Julie Gathoni Sumira Gìchūrū (born 7 January 1974, Nairobi) is a Kenyan businesswoman, entrepreneur and media personality with investments in media, fashion retail and entertainment sectors. She is an independent director at Acumen Communication Limited and is a fellow and trustee of the Africa Leadership Initiative EA.

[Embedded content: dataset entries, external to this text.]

Issue #1077, opened 2021-08-08
Allow simple extension of custom validators/sanitizers for better readability and reusability


ysfaran:
## Is your feature request related to a problem? Please describe.

When I add a custom validator, which I need to reuse, I usually create a function like this:

```js
export const isToken = (value) => {
  if (typeof value !== "string") {
    throw Error("Value must be a string");
  }

  if (!value.startsWith("0x")) {
    throw Error("Value  must start with '0x'");
  }

  if (value.length !== 42) {
    throw Error("Value must be 42 characters long");
  }

  return true;
};
```

Usage: 

```js
body("token").custom(isToken),
```

I use the snippet `custom(isToken)` above for a lot of validations and also reuse it for different middlewars like `param` instead of `body`. This unfortunatley breaks the cleanness of the fluent api and makes it harder to read. You also need to import `isToken` everywhere you use it. For `customSanitizer` it's quite similar.

## Describe the solution you'd like

`express-validator` should allow to extend it's validators/sanitizers in an easier way, similiar to how `jest` does it with [`expect.extend`](https://jestjs.io/docs/expect#expectextendmatchers).

A good solution would be to export new functions from the library:

```js
import { extend } from "express-validator";
```

which will allow to add custom validators and sanitizers:

```js
extend.validators({
  isToken,
});

extend.sanitizers({
  toSomeSanitizer: /*..*/,
});
```

Usage afterwards:

```js
body("token").isToken().toSomeSanitizer(),
```

With this solution the API would look much cleaner and it would simplify reusability in contrast to `custom` or `customSanitizer`.

## Implementation Idea

The feature could be implemented by extending the `prototype` of https://github.com/express-validator/express-validator/blob/690cd636df27cd5d32ad4f0e3f6ca783d86f873f/src/chain/validators-impl.ts#L8

```js
export const extend = {
  validators(customValidators){
    for([name, validator] of Object.entries(customValidators)){
      // note: currently this.custom doesn't seem to support options
      ValidatorsImpl.prototype[name] = function(options) { return this.custom(validator, options); }
    }
  }
}
  
  // sanitizers() ...
}
```
It should also be supported to pass options to custom validators, e.g.:

```js
export const isToken = (value, { length = 42 } = {} ) => {
  // ...

  if (value.length !== length) {
    throw Error(`Value must be ${length} characters long`);
  }

  return true;
};

body("token").isToken({ length: 18 }),
```

[...]

PR #1079, opened 2021-08-11
feat(extend): allow adding of custom validators globally (#1077)

ysfaran:
## Description

Everything is already described in https://github.com/express-validator/express-validator/issues/1077.
This PR is my suggested implementation for the validators part. I didn't implement it for sanitizers so far.

## To-do list

- [ ] This pull request is ready to merge. (of course I want to hear opinions first 😃 this is also my frist contribution so I'm not sure how the process is here)


fedeci (commented):
This is an interesting solution, but is too similar to the current `customValidator` validator. For full extensibility we have to inject validators and sanitizers directly in the chain.

ysfaran:
@fedeci could you please explain what you mean with "full extensibility"? What are the plans here?

I agree though that it's quite similar to `customValidator` and it probably would make sense to reuse some code here.

fedeci (commented):
Right now we do not inject the extended `ValidatorsImpl` in the middlewares like `check()`, `body()`... so they would not be available in the chain
```js
// e.g.
body('name').isFoo() // not available
```
Pluggability of validators is something that we need to think more accurately also considering typescript requirements and security (we can continue discuss about it in the linked issue).
For the moment I like the idea of allowing the user to set options in `.custom()` and `.customSanitizer()`, but I would prefer to keep the `meta` parameter as the second one and move `options` at the last position.

ysfaran:
I updated the PR and extended `CustomValidator` so it can work with custom options aswell.

> [...] so they would not be available in the chain

With the change I did they should be available actually. I created a fully working typescript example in this test project:  https://github.com/ysfaran/express-validator-extend-test

With `npm link` I was able to test everything locally, so let's have a look at the example.

In `extensions.ts` I created a custom validator `isToken(value, meta, options)` that optionally receives a `length` property as part of `options`. (it's worth noting that `options` could also be a simple `number` here). I am able to add this validator globally, because of `extend` which is part of this PR:

```ts
// extensions.ts
import { extend } from "express-validator";

type TokenValidatorOptions = {
  length?: number;
};

extend.validators({
  isToken(value: string, meta, { length = 42 }: TokenValidatorOptions = {}) {
    if (typeof value !== "string") {
      throw Error("value must be a string");
    }

    if (!value.startsWith("0x")) {
      throw Error("value  must start with '0x'");
    }

    if (value.length !== length) {
      throw Error(`value must be ${length} characters long`);
    }

    return true;
  },
});
```

`extension.ts` needs to be loaded in a top-level file so it's executed before a custom validator is actually used, which is why it's imported at the top of `index.ts`:

```ts
// index.ts
import "./extensions";

import express from "express";
import { body, validationResult } from "express-validator";

const app = express();
app.use(express.json());

const port = 8080;

app.post("/", body("token").isToken({ length: 3 }), (req, res) => {

  if (errors.isEmpty()) {
    res.send("body has indeed a valid token!");
  } else {
    res.status(400).send(errors.array());
  }
});

app.listen(port, () => {
  console.log(`server started at http://localhost:${port}`);
});
```

As you can see I use the newly added `isToken` validator here. The express server can be started with `npm start`.

I checked the functionality by executing following `curl` commands:

```bash
$ curl -H "Content-Type: application/json" -d "{\"token\":\"0x1\"}" http://localhost:8080
body has indeed a valid token!
```
```bash
$ curl -H "Content-Type: application/json" -d "{\"token\":\"0x\"}" http://localhost:8080
[{"value":"0x","msg":"value must be 3 characters long","param":"token","location":"body"}]
```
 So ` body("token").isToken({ length: 3 })` actually works here.
 
 > [...] also considering typescript requirements [...]
 
 To make this actually work in typescript you have to tell the compiler that `isToken` actually existis in the chain:
 
 ```ts
 // express-validator.d.ts
 import "express-validator";

declare module "express-validator" {
  interface ValidationChain {
    isToken: (options?: { length?: number }) => ValidationChain;
  }
}
 ```
 
 This approach is similiar to [expect.extend](https://jestjs.io/docs/expect#expectextendmatchers) from `jest`.
 
 Please let me know if I missed something here 😃

gustavohenke:
Worked on something myself that superseded this.
See #1209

== Education background ==
Gìchūrū attended St Christophers School in Nairobi at the age of eight and later Green Herald in Bangladesh. She came back to Kenya and joined Karen C school before transferring to Loreto Convent Msongari. In form two, she transferred from 8-4-4 system to a GCE boarding school and joined Imani School in Thika for Form 3 and 4. After attaining her Kenya Certificate for Secondary Education, she joined USIU for two semesters before transferring to the UK for a one-year pre-university course at the University of Warwick, then joining University of Wales for her law degree. After completing her law degree, she worked for a year before proceeding with a master's in Business Administration at the same university. She holds an LLB Law and an MBA in Business Administration from Cardiff Law School, University of Wales and Cardiff Business School, University of Wales respectively.

== Career ==
Julie Gìchūrū initially worked at Capital FM before moving to television as a reporter and news anchor at Kenya Television Network. She appeared in the Kenyan investigative TV series, The Inside Story, on Kenya Television Network as well as current affairs shows at NTV (Kenya) including political and current affairs programs Showdown, On the Spot, You The Jury and The People's Voice, and the news program Sunday Live and peace and reconciliation program Fist to Five at Citizen TV. Also included in this list is the post-election peace special Voices of Reason. Through ARIMUS Media Limited Gìchūrū now oversees the production of African content such as Africa Leadership Dialogues, the High School debate platform Great Debaters Contest, entertainment series Maisha and a pipeline TV production of the Fatuma's Voice social Forum. The Footprints Africa Foundation (FAF) was established by Anthony and Julie Gìchūrū.

She is the founder, president and CEO of the Africa Leadership and Dialogue Institute (ALADI). From 2019, she was the public affairs and communications officer for the Mastercard Foundation. Through her social media profiles, she announced leaving the foundation on October 2, 2024.

== Awards ==
She is a recipient of the Martin Luther King Salute to Greatness Award. Avance Media listed her as one of the 100 Most Influential African Women of 2019, and New African listed her as one of the 100 Most Influential Africans of 2017 and 2019. Besides she was recognized as the Young Global Leader by the World Economic Forum in 2010.

== Personal life ==
Gìchūrū is married to entrepreneur Anthony Gìchūrū. They have had four children.